### Dataset content

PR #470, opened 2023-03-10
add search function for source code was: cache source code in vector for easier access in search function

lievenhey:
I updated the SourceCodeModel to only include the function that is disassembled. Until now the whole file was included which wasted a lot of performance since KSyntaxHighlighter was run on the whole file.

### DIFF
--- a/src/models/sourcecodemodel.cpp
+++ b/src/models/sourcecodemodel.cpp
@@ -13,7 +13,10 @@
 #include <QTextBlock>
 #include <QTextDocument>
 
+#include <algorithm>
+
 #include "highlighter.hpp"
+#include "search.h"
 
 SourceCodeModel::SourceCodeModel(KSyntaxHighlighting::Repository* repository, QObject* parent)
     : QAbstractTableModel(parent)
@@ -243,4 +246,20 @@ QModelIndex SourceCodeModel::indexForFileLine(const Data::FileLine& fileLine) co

######
### Dataset content

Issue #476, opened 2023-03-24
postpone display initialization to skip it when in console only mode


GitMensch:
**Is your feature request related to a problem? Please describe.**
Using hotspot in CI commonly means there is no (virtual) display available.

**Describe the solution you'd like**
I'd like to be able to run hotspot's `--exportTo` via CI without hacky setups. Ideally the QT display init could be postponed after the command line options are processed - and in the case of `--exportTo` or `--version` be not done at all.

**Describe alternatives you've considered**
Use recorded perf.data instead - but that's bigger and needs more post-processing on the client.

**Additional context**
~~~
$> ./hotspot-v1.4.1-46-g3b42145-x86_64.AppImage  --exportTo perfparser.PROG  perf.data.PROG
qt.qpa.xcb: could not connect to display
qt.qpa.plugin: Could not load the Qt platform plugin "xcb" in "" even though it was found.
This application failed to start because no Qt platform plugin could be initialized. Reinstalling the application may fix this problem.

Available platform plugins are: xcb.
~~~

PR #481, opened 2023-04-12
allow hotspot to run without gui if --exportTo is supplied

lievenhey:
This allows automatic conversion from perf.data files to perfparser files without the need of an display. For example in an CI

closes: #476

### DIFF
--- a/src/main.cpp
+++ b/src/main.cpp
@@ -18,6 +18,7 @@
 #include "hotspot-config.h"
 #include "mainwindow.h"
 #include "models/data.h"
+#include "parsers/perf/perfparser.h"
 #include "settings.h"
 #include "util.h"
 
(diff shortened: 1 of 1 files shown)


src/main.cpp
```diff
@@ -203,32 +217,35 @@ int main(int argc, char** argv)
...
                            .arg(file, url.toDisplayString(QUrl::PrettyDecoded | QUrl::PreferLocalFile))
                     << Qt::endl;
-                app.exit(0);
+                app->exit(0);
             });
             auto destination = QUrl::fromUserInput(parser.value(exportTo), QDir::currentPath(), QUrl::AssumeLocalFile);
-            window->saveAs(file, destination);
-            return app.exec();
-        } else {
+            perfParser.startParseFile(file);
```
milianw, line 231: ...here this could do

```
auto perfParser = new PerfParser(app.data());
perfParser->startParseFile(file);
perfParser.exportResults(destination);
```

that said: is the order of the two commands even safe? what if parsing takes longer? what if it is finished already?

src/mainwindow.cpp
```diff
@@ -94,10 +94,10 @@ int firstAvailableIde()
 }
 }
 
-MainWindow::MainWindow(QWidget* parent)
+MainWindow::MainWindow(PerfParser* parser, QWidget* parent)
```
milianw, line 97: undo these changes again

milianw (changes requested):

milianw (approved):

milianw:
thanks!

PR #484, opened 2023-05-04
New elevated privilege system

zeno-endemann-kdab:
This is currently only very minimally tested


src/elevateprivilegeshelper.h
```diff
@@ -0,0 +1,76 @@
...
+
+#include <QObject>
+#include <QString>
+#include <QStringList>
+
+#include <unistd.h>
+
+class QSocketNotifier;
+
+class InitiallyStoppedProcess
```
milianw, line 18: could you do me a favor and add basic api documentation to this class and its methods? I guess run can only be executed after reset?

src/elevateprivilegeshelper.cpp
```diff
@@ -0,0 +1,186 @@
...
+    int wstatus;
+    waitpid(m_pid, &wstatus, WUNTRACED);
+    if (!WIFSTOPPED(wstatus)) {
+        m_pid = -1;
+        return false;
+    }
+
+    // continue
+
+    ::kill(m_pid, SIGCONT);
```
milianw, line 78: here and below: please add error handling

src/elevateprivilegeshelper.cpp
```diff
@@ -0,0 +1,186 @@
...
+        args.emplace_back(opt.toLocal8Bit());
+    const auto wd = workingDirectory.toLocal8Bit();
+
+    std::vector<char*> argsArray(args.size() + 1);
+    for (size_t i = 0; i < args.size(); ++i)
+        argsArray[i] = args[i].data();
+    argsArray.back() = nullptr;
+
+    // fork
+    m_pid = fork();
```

######

▸ What to do
Output the number of lines in the records above that contain the string "argsArray", and no other text.

▸ Output of the exercise
3